El caballo comía la pastura a cierta distancia del aljibe, mientras trataba, dando coletazos, espantar a las moscas. Eran las tres y media de la tarde en el reloj, cuando mi primo me dio un apurado beso en la boca y subió al auto de su padre que lo llevaría a la capital.
La tristeza se me subió desde los pies hasta la cabeza. Hice lo que acostumbran hacer, habitualmente, las mujeres despechadas y desesperadas en la pantalla gigante: caminar de un lado a otro, fumar un cigarrillo y dar instrucciones a las mucamas de despachar por su cuenta a quienes insistían con sus llamadas telefónicas. Así pues, me dirigí al limonero, y con una hoja aromada de su fresca estampa, fabriqué un fino cigarrillo verde. Me senté sobre el viejo sillón de mimbre y empecé a «exhalar» grandes bocanadas de humo. Tenía que conversar con alguien, y yo me bastaba a mí misma.
Entonces dije: «La cuestión, querida amiga Violeta, es que no sé cuántos meses pasarán antes de que pueda volver a ver a M. A. Pasamos juntos un hermoso verano recorriendo los terrenos aledaños a la colina. Fuimos al río todas las tardes. Mis nervios no me jugaron ninguna mala pasada, de modo que tengo la impresión de que él estuvo contento en mi compañía. Se comía las uñas de amor».
– Eso es magnífico, Delfina – dijo Violeta.
– Es cierto que en algunos momentos me quedaba súbitamente pensativa y callada en su presencia, mientras él me contaba la verdadera biografía de Napoleón Bonaparte, sin comerse una palabra. Mi primo solía interpretar mi silencio como la actitud de quien escucha con suma atención una clase maestra – expresé.
– Y yo no hacía más que tratar de controlar mis nervios, pues una y otra vez la imagen de una higuera lánguida y torcida se desataba en mi memoria y golpeaba – fuertemente – mis emociones.
– ¿Qué harás ahora, Delfina?
– Pues meterme en un convento. Hacerme monja. Vivir a pan y agua. La existencia sin él no tiene ya sentido – respondí y volví a exhalar enormes bocanadas de humo.
A eso de las cinco de la tarde, yo estaba ya envuelta con una sábana blanca. Cubrí con un pañuelo blanco mi cabeza, del modo aseado y prolijo como se cubren siempre las monjas. Adopté un aire de grandeza desgraciada frente al espejo circular de la cómoda. Al observar mi imagen dolorosa de Sor Delfina, hice todo lo posible por llorar. Junté esfuerzos y suspiros, pero las lágrimas no me salieron.
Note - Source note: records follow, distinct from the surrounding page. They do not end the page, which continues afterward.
PR #1035, opened 2016-04-05
Price Modifier Pricer

mamhoff:
There is an extension point for modifying the price of a line item
that is used in the following extensions:

* https://github.com/godaddy/spree_product_sale
* https://github.com/v-may/spree_simple_sales

This extension point introduces some rather interesting code to
Spree::LineItem, which this commit extracts to a pricer object.

The extension point, as far as I can overview, needs the following to work:

- `*_price_modifier_amount_in` methods defined on the variant
- Fitting `*` methods on `Spree::LineItem`
- The Line Item to accept those methods as params

This PR extracts that code from Spree::LineItem, and deprecates this extension point.

### DIFF
--- a/core/app/models/spree/line_item.rb
+++ b/core/app/models/spree/line_item.rb
@@ -102,8 +102,10 @@ module Spree
       !sufficient_stock?
     end
 
-    # Sets the options on the line item according to the order's currency or
-    # one passed in.
+    # Sets options on the line item.
+    #
+    # The option can be arbitrary attributes on the LineItem. If no price is given in the options,
+    # this will call the legacy `PriceModifier` line item pricer.
     #
     # @param options [Hash] options for this line item
     def options=(options = {})
--- a/core/app/models/spree/line_item.rb
+++ b/core/app/models/spree/line_item.rb
@@ -109,9 +109,10 @@ module Spree
     def options=(options = {})
       return unless options.present?
 
-      self.price = variant.price_in(currency).amount +
-                   variant.price_modifier_amount_in(currency, options)
-
+      # There's no need to call a pricer if we'll set the price directly.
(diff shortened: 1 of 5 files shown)


core/app/models/spree/line_item.rb
```diff
@@ -106,16 +106,19 @@ def insufficient_stock?
...
     #
     # @param options [Hash] options for this line item
     def options=(options = {})
       return unless options.present?
 
-      self.price = variant.price_in(currency).amount +
-                   variant.price_modifier_amount_in(currency, options)
-
+      # There's no need to call a pricer if we'll set the price directly.
+      unless options[:price].is_a?(Numeric)
```
jhawthorn: Is it common to have a price passed in here?

I'd prefer checking just `options.has_key?(:price)`, as both `line_item.price = '12.34'` and `line_item.price = nil` do work. Even if we don't expect options to be used that way, it's harder to reason about if it behaves differently based on the type of `:price` provided

mamhoff: There's specs for exactly that case which I don't want to see raising the deprecation warning for the `price_modifier` system. That was the motivation behind this check. 

Your suggestion to not check the type is good, will amend later today.

mamhoff: Hound complained that `has_key?` is deprecated, and I should use `key?` instead.

gmacdougall:
:+1: This isolates bad functionality to a place where it can be removed. This should be removed in Solidus 2.0.

jhawthorn:
> This isolates bad functionality to a place where it can be removed. This should be removed in Solidus 2.0.

Agree 100%. Isolation also means it could be trivially extracted into a gem if someone still needs it when we land Solidus 2.0.

PR #1036, opened 2016-04-05
Use Spree::DisplayMoney to convert Line Item amounts to Money

mamhoff:
We have a library to convert BigDecimals to Spree::Money objects for
display purposes. This commit uses `Spree::DisplayMoney` to generate those
methods instead of the line item object rolling its own thing.

This led to a few naming changes, for which aliases are provided.
The main method that's aliased in each case is now the one generated by `Spree::DisplayMoney`.

### DIFF
--- a/core/app/models/spree/line_item.rb
+++ b/core/app/models/spree/line_item.rb
@@ -55,12 +55,6 @@ module Spree
       amount + promo_total
     end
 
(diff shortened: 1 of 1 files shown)


gmacdougall:
:+1:

jhawthorn:
:+1:

PR #1037, opened 2016-04-05
Simplify Spree::Variant#price_in

mamhoff:
The commit changes behaviour. Before, `Spree::Variant#price_in` would
return a price of zero if no currency was given or no price was found in
the given currency. I think that is dangerous: You don't want your products
to randomly be sold for nothing.

This commit changes this behaviour to return the default currency if
no currency is given. It furthermore uses the database's finding capacities
rather than iterating over a potentially large array of prices, speeding things
up.

If no price for the given currency is found, returns nil.

### DIFF
--- a/core/app/models/spree/variant.rb
+++ b/core/app/models/spree/variant.rb
@@ -214,7 +214,7 @@ module Spree
     # @param currency [String] the desired currency
     # @return [Spree::Price] the price in the desired currency
     def price_in(currency)
-      prices.detect{ |price| price.currency == currency && price.is_default } || Spree::Price.new(variant_id: id, currency: currency)
+      prices.find_by(currency: currency, is_default: true)
     end
 
     # Fetches the price amount in the specified currency.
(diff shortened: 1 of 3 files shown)


gmacdougall:
I might prefer returning nil when no price is available in the currency listed. I can also forsee issues when asking for the price in CAD, and am given a price in USD.

mamhoff:
It does return `nil` when there is no fitting price. It's only if you ask for a price in currency `nil` that you get the default currency.

gmacdougall:
That makes sense. I was confused.

jhawthorn:
Is there a good reason to return the price in the default currency if `nil` is used? The existing behaviour didn't allow that afaict.

I tend to view anywhere we use a "default" (price, locale, or store) as a place that is likely to accidentally introduce incorrect behaviour. My preference would be to require the caller to use `price_in(Spree::Config.currency)` if they indeed want the price in the default currency

mamhoff:
@jhawthorn Yeah, makes sense to me. Amending.

mamhoff:
@jhawthorn amended, green with no unrelated spec failures.

jhawthorn:
Great :+1:

PR #1040, opened 2016-04-05
Deleting an item from the shipments page should only delete it from that shipment

### LINKED ISSUE #1039: Deleting a line item deletes *all* matching line items from all shipments.
## Steps to reproduce:
1) Start with an order with multiple quantities of a line item
2) Split the single shipment into multiple shipments
3) click the trash icon on one shipment's line item

### Expected:
The unrelated shipments should be left alone.

### Actual (Error):
Both shipments become empty.

ogfij9uibn

jhawthorn:
Previously, removing an item from the admin shipments page would remove
it from all shipments.

This is a regression in solidus 1.2

This reverts c6fa6226d3028a2259461e66376c888588c02a5e

Fixes #1039

cc @dholdren @cbrunsdon

### DIFF
--- a/backend/app/assets/javascripts/spree/backend/shipments.js
+++ b/backend/app/assets/javascripts/spree/backend/shipments.js
@@ -102,21 +102,6 @@ adjustShipmentItems = function(shipment_number, variant_id, quantity){
   }
 };
 
-deleteLineItem = function(line_item_id){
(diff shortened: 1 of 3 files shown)


dholdren:
thanks for this :+1:

cbrunsdon:
Yea, I'm good by this too, thanks @jhawthorn  :+1:, and for reporting @dholdren.

PR #1169, opened 2016-05-20
Validate currency on Spree::Price

mamhoff:
Currently, the currency of a Spree::Price instance can be set to anything, and the price object won't validate it. 

This commit changes this so that only the currencies the Ruby Money library knows are accepted.


tvdeyen:
👍

jhawthorn:
:+1:

PR #1173, opened 2016-05-20
One-click Heroku demo button

jhawthorn:
Building on top of @alexblackie's great work in #1136

This uses a modified heroku ruby buildpack to generate a sandbox application for deploy. https://github.com/solidusio/heroku-buildpack-solidus-demo/commit/1f7500a29f07189d1f413d8e6b948f1af4db169d. This is a bit of a hack but it doesn't require us to have additional infrastructure and we should be able to create demos of arbitrary github repos and branches!

Also improved from #1136 is that we now ask for an admin username and password when creating the app on heroku.


alexblackie:
LGTM! :+1: :heart:

tvdeyen:
This is just freakin' awesome!

PR #1174, opened 2016-05-20
Replace missing image images

jhawthorn:
I hadn't noticed previously that we had missed replacing the old spree "missing image" images.

Ideally stores provide images for all products, and likely override this image, but we should display something reasonable and *unbranded* if they have not.


adammathys:
:+1:

jasonfb:
are you sure you have your S3 and/or paperclip settings configured correctly?  This works fine for me on a Solidus 1.3 fresh install, you can see the images here on this sample app: http://solidus-1-3-helloworld.herokuapp.com

jasonfb:
👍

tvdeyen:
:+1:

mamhoff:
Thanks!

PR #1175, opened 2016-05-20
Improve mailer previews DB sampling

jhawthorn:
Previously these mailer previews just found the first object in the database and used that to render the preview.

Now they make an effort to find a suitable record in the DB (completed/cancelled order, etc.) and raise an understandable error if there is none to be found.

This also now finds the _last_ matching item in the database, which should allow a developer to, for example, cancel an order and then work on what the cancellation email would look like.

cc @Sinetheta @alexblackie

### DIFF
--- a/core/lib/spree/mailer_previews/reimbursement_preview.rb
+++ b/core/lib/spree/mailer_previews/reimbursement_preview.rb
@@ -2,7 +2,9 @@ module Spree
   class MailerPreviews
     class ReimbursementPreview < ActionMailer::Preview
       def reimbursement
-        ReimbursementMailer.reimbursement_email(Reimbursement.first)
+        reimbursement = Reimbursement.last
+        raise "Your database needs at least one Reimbursement to render this preview" unless reimbursement
+        ReimbursementMailer.reimbursement_email(reimbursement)
       end
     end
   end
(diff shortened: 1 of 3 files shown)


core/lib/spree/mailer_previews/reimbursement_preview.rb
```diff
@@ -2,6 +2,8 @@ module Spree
   class MailerPreviews
     class ReimbursementPreview < ActionMailer::Preview
       def reimbursement
+        reimbursement = Reimbursement.last
+        raise "Your database needs at least one Reimbursement to render this preview" unless reimbursement
         ReimbursementMailer.reimbursement_email(Reimbursement.first)
```
kennyadsl: do you need reimbursement variable here?

mamhoff:
👍 After fixing the using the `reimbursement` variable in the `ReimbursementPreview`.

jordan-brough:
👍 (w/ the variable update)

core/lib/spree/mailer_previews/reimbursement_preview.rb
jhawthorn: Thank you. Nice catch.

PR #1178, opened 2016-05-23
adds empty div with data-hook for extension

jasonfb:
for https://github.com/solidusio-contrib/solidus_shipping_labeler

### DIFF
--- a/backend/app/views/spree/admin/return_authorizations/edit.html.erb
+++ b/backend/app/views/spree/admin/return_authorizations/edit.html.erb
@@ -17,15 +17,16 @@
 
 
 <%= render :partial => 'spree/shared/error_messages', :locals => { :target => @return_authorization } %>
-<%= form_for [:admin, @order, @return_authorization] do |f| %>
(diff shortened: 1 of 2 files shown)


jhawthorn:
Instead of an empty `<div>` at the end, it might be better to wrap the entire form in a `div`. This still allows for the same customisation using deface (and more) and makes more semantic sense.

I'm not sure the test for the selector is providing any value.

jasonfb:
@jhawthorn As you suggested, I wrapped the whole form in a div with a class ```.return-authorization-form-wrapper```

see associated commit in solidus_shipping_labeler https://github.com/solidusio-contrib/solidus_shipping_labeler/commit/b587cf3a5d7add0b06bbaa80d3d8d9ecca3e42c1

gmacdougall:
This looks reasonable to me.

👍

jhawthorn:
:+1: Looks good. Sorry for the delay

jhawthorn:
Merged in #1373. Thank you

PR #1179, opened 2016-05-23
Disable Rubocop trailing comma rules

jordan-brough:
Personally I like trailing commas, but more than that this just seems
like something that we don't need to make people worry about.


cbrunsdon:
I'm both pro-trailing-comma and pro-less-rules :+1:

mamhoff:
Thanks!

PR #1180, opened 2016-05-23
Configurable Spree::Config.stock.coordinator_class

isaacfreeman:
Provides the option of cleanly replacing Spree::Stock::Coordinator with a custom coordinator class.

```ruby
Spree::Config.stock.coordinator_class = MyShop::Stock::Coordinator

module MyShop
  module Stock 
    class Coordinator < Spree::Stock::Coordinator
      def stock_location_variant_ids
        ...
      end
    end
  end
end
```

Replaces #1168.

### DIFF
--- a/core/app/models/spree/exchange.rb
+++ b/core/app/models/spree/exchange.rb
@@ -20,7 +20,7 @@ module Spree
 
     def perform!
       begin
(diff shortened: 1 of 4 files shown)


mamhoff:
👍 Great!

jhawthorn:
:+1: Thank you.

In a future change we should better document the Coordinator, the interface it is expected to provide and what it should do.

isaacfreeman:
@jhawthorn: Sure. Can you point me to any existing documentation I can use as a model?

PR #1181, opened 2016-05-24
Set up all spree initializers before config/init

cbrunsdon:
Okay, bear with me here for a sec, I'm not 100% sure this is the right change.

While upgrading an app to 1.3 (from 1.2) I ran into a problem that spree these initializers were not run before my config/initializers/ were run. For instance, ```Rails.application.config.spree.promotions``` was nil, rather than being a ```Spree::Promo::Environment.new``` like it should have been.

I tracked the change that caused the issue to 4f6f209d8681e035ae647032cb2b8fb842602d33, which looks completely innocuous.

Poking through the rails docs on "initializers" (http://guides.rubyonrails.org/configuring.html#initializers), I'm fairly certain explicitly setting when we want these initializers to run is a good thing as we definitely want them ran before our app's config/initializers are ran.

I'm not too familiar with this area of rails though, so if anyone believes differently please speak up.

### DIFF
--- a/core/lib/spree/core/engine.rb
+++ b/core/lib/spree/core/engine.rb
@@ -17,14 +17,14 @@ module Spree
         Spree::Config = app.config.spree.preferences # legacy access
       end
 
-      initializer "spree.default_permissions" do |_app|
+      initializer "spree.default_permissions", before: :load_config_initializers do |_app|
         Spree::RoleConfiguration.configure do |config|
           config.assign_permissions :default, [Spree::PermissionSets::DefaultCustomer]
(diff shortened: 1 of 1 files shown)


tvdeyen:
Sounds reasonable to me. Hopefully no one ever expects our initializers to be run after theirs. But let's try it. :thumbsup:

mamhoff:
Makes sense to me. 👍

jhawthorn:
I'd love to do a follow up on this, needing to add this to all initializers is a bit weird, but it does seem to solve the problem, so :+1:

PR #1182, opened 2016-05-24
Remove is_default Boolean from prices

mamhoff:
This boolean is either a very bare-bones version of `acts_as_paranoid` or
a very bare-bones version of `papertrail`. However: It's really badly named,
as `is_default` is not something I understand very well at all.

We can accomplish the same behavior by simply using an `order` clause in
the `currently_valid` scope on prices.

### DIFF
--- a/backend/app/views/spree/admin/prices/_table.html.erb
+++ b/backend/app/views/spree/admin/prices/_table.html.erb
@@ -4,7 +4,6 @@
   <thead data-hook="prices_header">
     <tr>
       <th><%= Spree::Variant.model_name.human %> </th>
-      <th><%= Spree::Price.human_attribute_name(:is_default) %></th>
       <th><%= Spree::Price.human_attribute_name(:amount) %></th>
       <th><%= Spree::Price.human_attribute_name(:currency) %></th>
       <th class="actions"></th>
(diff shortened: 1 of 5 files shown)


tvdeyen:
Although we just talked about this IRL, I don't understand the `order` clause thing. But anyway. This Boolean is not useful at all and we can't find any reference to prices in the current code base, that justify such thing. 

👍

mamhoff:
The order thing is there so that this test passes: https://github.com/magiclabs/solidus/blob/remove-is-default-boolean-from-prices/core/spec/models/spree/variant_spec.rb#L174-L180

Essentially, if you add a price to the prices array that has the same properties as the an existing price, the new price should be selected.

adammathys:
:+1:

jhawthorn:
This could use a CHANGELOG entry. Otherwise, :+1:

jhawthorn:
This could use a CHANGELOG entry. Otherwise, :+1:

peterberkenbosch:
@mamhoff any change you could rebase this PR and update the CHANGELOG? Thanks!

mamhoff:
Closing this in favor of #1469.

PR #1185, opened 2016-05-24
Allow setting nil in preferences

cbrunsdon:
Previously, a nil value on an integer preference would .to_i to 0.

Leaving it as nil rather than casting it to an int makes more sense
and would be more in line with what I would expect to happen.

This came out of an issue I had in an upgrade from 1.2 to 1.3.

I wanted to nil out default_country_id and switch to default_country_iso, but as I was unable to set default_country_id to nil I was unable to switch:
https://github.com/solidusio/solidus/blob/master/core/app/models/spree/country.rb#L16


jhawthorn:
:+1:

Issue #1164, opened 2016-05-19
Pluralization issue with certain languages


dangerdogz:
Reposted from [Solidus I18](https://github.com/solidusio-contrib/solidus_i18n/issues/58)

References

[I18n Issue](https://github.com/svenfuchs/i18n/issues/239)
[ActiveAdmin Issue](https://github.com/activeadmin/activeadmin/pull/2791)
[Spree Issue](https://github.com/spree/spree/issues/5842)
[Spree Issue](https://github.com/spree/spree/pull/6059)

**Summary**

Basically, english use this function to generate plural names
[Rails i18n link](https://github.com/svenfuchs/rails-i18n/blob/master/lib/rails_i18n/common_pluralizations/one_other.rb)
/one_other.rb
```ruby
module RailsI18n
  module Pluralization
    module OneOther
      def self.rule
        lambda { |n| n == 1 ? :one : :other }
      end

      def self.with_locale(locale)
        { locale => {
            :'i18n' => {
              :plural => {
                :keys => [:one, :other],
                :rule => rule }}}}
      end
    end
  end
end
```

And some other languages like french use this one
[Rails i18n link](https://github.com/svenfuchs/rails-i18n/blob/master/lib/rails_i18n/common_pluralizations/one_upto_two_other.rb)
```ruby
module RailsI18n
  module Pluralization
    module OneUptoTwoOther
      def self.rule
        lambda { |n| n && n >= 0 && n < 2 ? :one : :other }
      end

      def self.with_locale(locale)
        { locale => {
            :'i18n' => {
              :plural => {
                :keys => [:one, :other],
                :rule => rule }}}}
      end
    end
  end
```

**Issue**

Throughout Solidus, the pluralization is triggered with this format :  ```<%= Spree::PromotionCategory.model_name.human(count: :many) %>```

It works with the english OneOther even if n is a symbol (:many) because :symbol == 1 will just return false (so you get the :other), but it crashes when you try to use another pluralization method because it's trying to determine if n ( a symbol, :many) is less or greater than an integer, thus you get :   ``` (comparison of Symbol with 0 failed)``` because you can't use this operator with a symbol

dangerdogz:
Reposting comment by @tvdeyen :

The only way to fix this is to pass in an actual number, right? Good catch and great investigation @dangerdogz

[...]

PR #1187, opened 2016-05-24
Improve I18n pluralization to avoid errors with some calculators

dangerdogz:
This is a fix for issue #1164 

1) First commit is to add a preference containing the "magic number"
2) Second commit is to add the helper to wrap the usage of ActiveRecord::Naming
3) Third commit is find/replace to use the helpers

It is likely that we'll need to add more keys to fully support every pluralization calculators (slavic languages use more keys like : [ few, many ] and we only use one/other) but this address the underlying issue of trying to compare if a Symbol is less or greater than an integer which was causing crashes with the OneUptoTwoOther calculator used by the french language.

I opted for the preference/helper approach so the number can be updated without patching or monkey patching core, and the usage can be updated without editing every file from the backend but I can revert to a simpler usage if needed

EDIT : I also confirm that it fixes the issues raised by https://github.com/luukveenis/solidus_i18n/pull/6

Suggestions welcome

### DIFF
--- a/backend/app/views/spree/admin/adjustment_reasons/index.html.erb
+++ b/backend/app/views/spree/admin/adjustment_reasons/index.html.erb
@@ -1,7 +1,7 @@
 <%= render 'spree/admin/shared/settings_checkout_tabs' %>
 
 <% content_for :page_title do %>
-  <%= Spree::AdjustmentReason.model_name.human(count: :other) %>
+  <%= plural_resource_name(Spree::AdjustmentReason) %>
 <% end %>
 
 <% content_for :page_actions do %>
--- a/backend/app/views/spree/admin/customer_returns/edit.html.erb
+++ b/backend/app/views/spree/admin/customer_returns/edit.html.erb
@@ -54,7 +54,7 @@
 <% end %>
 
 <fieldset data-hook="reimbursements" class="no-border-bottom align-center">
-  <legend align="center"><%= Spree::Reimbursement.model_name.human(count: :other) %></legend>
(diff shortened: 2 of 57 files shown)


core/app/models/spree/app_configuration.rb
```diff
@@ -274,6 +274,14 @@ class AppConfiguration < Preferences::Configuration
     #   @return [Boolean] Indicates if stock management can be restricted by location
     preference :can_restrict_stock_management, :boolean, default: false
 
+    # @!attribute [rw] i18n_generic_plural
+    #   This value is used as a count for the pluralization helpers related to I18n
+    #   ex: Spree::Order.model_name.human(count: Spree::I18N_GENERIC_PLURAL
+    #   Related to Solidus issue #1164, this is needed to avoid problems with
+    #   different pluralization calculators
+    #   @return [Integer] default: 2.1
+    preference :i18n_generic_plural, :integer, default: 2.1
```
jhawthorn: Is there a reason for this to be a preference? I think having it at `Spree::I18N_GENERIC_PLURAL` would probably be sufficient for everyone.

dangerdogz: Where should it live?

jhawthorn: Could be in here I suppose https://github.com/solidusio/solidus/blob/master/core/lib/spree/i18n.rb

dangerdogz: Noted, updating it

En el espejo se reflejaban las ramas de una tupida enredadera que tomaban, según el soplido del viento, la forma de las rejas de una celda.
Puse en mi antojo que hablaba con mi única compañera de celda, llamada Sor María.
– Si alguien pregunta por mí, no importa que sean mis parientes, les cuentas que estoy en ensimismamiento y oraciones. Como ves, me siento muy lánguida. Ayer a la noche me ha costado conciliar el sueño. Se me aparecían imágenes horribles. La gente que viene de la calle, trae consigo algo de la luz del día y del buen ánimo de la gente alegre. Yo quiero mantenerme, a partir de ahora, solamente en la luz pura y apartada de nuestro Señor Jesucristo.
En esta conversación conmigo misma yo andaba, cuando Adolfina, que andaba por el corredor persiguiendo a una gallina colorada, detuvo su carrera al observarme envuelta con una sábana blanca.
Empezó a reír como sólo ella sabía hacerlo. La gallina había perdido automáticamente todo interés para ella. Juntó las palmas de las manos como si fuera a pedir un favor al cielo mientras seguía desternillándose de risa. Tenía una expresión tan cómica y divertida en el rostro, que yo misma me sentía tentada a reír.
Dijo «amén», dos veces, y en voz alta; luego se pasó los dedos por la frente para sacarse el sudor de la corrida y reanudó la persecución de la desesperada gallina.
Yo volví el rostro al espejo.
– Es mejor no volver al mundo. Mucha tentación hay en él. Y el diablo permanece siempre atento, con ganas de hacerme caer en sus trampas. Solamente a mi Dios, a mi Señor Jesucristo me debo. Y al recuerdo de mi primo M. A. – susurré con la voz pequeña y delgada de las monjitas que acostumbran hablar en soledad.
El espejo seguía reclamándome un guión, pero las palabras se negaban ya a acudir en mi ayuda.
Empecé pues a rezar el Padre Nuestro. El débil gorjeo de un ave salvaje parecía poner punto final a la cálida tarde de aquel enero fantasioso.